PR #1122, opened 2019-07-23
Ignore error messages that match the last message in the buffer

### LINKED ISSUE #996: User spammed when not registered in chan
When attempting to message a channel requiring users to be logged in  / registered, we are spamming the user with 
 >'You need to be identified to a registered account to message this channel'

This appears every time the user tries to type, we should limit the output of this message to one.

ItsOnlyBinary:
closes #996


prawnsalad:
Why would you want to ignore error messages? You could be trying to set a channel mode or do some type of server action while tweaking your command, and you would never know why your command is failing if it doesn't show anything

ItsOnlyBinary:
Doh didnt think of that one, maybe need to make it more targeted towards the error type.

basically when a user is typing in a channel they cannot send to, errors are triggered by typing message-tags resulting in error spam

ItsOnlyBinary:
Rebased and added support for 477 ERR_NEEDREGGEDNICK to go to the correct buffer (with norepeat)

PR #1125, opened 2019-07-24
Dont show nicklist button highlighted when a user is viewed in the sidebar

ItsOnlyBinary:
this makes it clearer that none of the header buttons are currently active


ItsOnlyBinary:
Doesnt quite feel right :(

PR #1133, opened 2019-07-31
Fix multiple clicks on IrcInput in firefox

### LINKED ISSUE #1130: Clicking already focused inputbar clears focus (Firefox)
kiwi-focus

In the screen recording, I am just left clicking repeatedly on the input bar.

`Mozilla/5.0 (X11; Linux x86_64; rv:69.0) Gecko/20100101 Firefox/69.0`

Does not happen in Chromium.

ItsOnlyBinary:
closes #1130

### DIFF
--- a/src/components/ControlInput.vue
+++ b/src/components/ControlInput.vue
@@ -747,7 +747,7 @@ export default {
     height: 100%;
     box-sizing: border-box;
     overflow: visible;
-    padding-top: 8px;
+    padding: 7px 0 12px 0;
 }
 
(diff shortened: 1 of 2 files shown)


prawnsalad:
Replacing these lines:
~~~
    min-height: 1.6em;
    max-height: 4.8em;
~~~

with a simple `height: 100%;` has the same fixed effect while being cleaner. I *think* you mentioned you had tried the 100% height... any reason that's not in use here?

About this task: Restate all of the entries exactly, please.

Task answer:
PR #1122, opened 2019-07-23
Ignore error messages that match the last message in the buffer

### LINKED ISSUE #996: User spammed when not registered in chan
When attempting to message a channel requiring users to be logged in  / registered, we are spamming the user with 
 >'You need to be identified to a registered account to message this channel'

This appears every time the user tries to type, we should limit the output of this message to one.

ItsOnlyBinary:
closes #996


prawnsalad:
Why would you want to ignore error messages? You could be trying to set a channel mode or do some type of server action while tweaking your command, and you would never know why your command is failing if it doesn't show anything

ItsOnlyBinary:
Doh didnt think of that one, maybe need to make it more targeted towards the error type.

basically when a user is typing in a channel they cannot send to, errors are triggered by typing message-tags resulting in error spam

ItsOnlyBinary:
Rebased and added support for 477 ERR_NEEDREGGEDNICK to go to the correct buffer (with norepeat)

PR #1125, opened 2019-07-24
Dont show nicklist button highlighted when a user is viewed in the sidebar

ItsOnlyBinary:
this makes it clearer that none of the header buttons are currently active


ItsOnlyBinary:
Doesnt quite feel right :(

PR #1133, opened 2019-07-31
Fix multiple clicks on IrcInput in firefox

### LINKED ISSUE #1130: Clicking already focused inputbar clears focus (Firefox)
kiwi-focus

In the screen recording, I am just left clicking repeatedly on the input bar.

`Mozilla/5.0 (X11; Linux x86_64; rv:69.0) Gecko/20100101 Firefox/69.0`

Does not happen in Chromium.

ItsOnlyBinary:
closes #1130

### DIFF
--- a/src/components/ControlInput.vue
+++ b/src/components/ControlInput.vue
@@ -747,7 +747,7 @@ export default {
     height: 100%;
     box-sizing: border-box;
     overflow: visible;
-    padding-top: 8px;
+    padding: 7px 0 12px 0;
 }
 
(diff shortened: 1 of 2 files shown)


prawnsalad:
Replacing these lines:
~~~
    min-height: 1.6em;
    max-height: 4.8em;
~~~

with a simple `height: 100%;` has the same fixed effect while being cleaner. I *think* you mentioned you had tried the 100% height... any reason that's not in use here?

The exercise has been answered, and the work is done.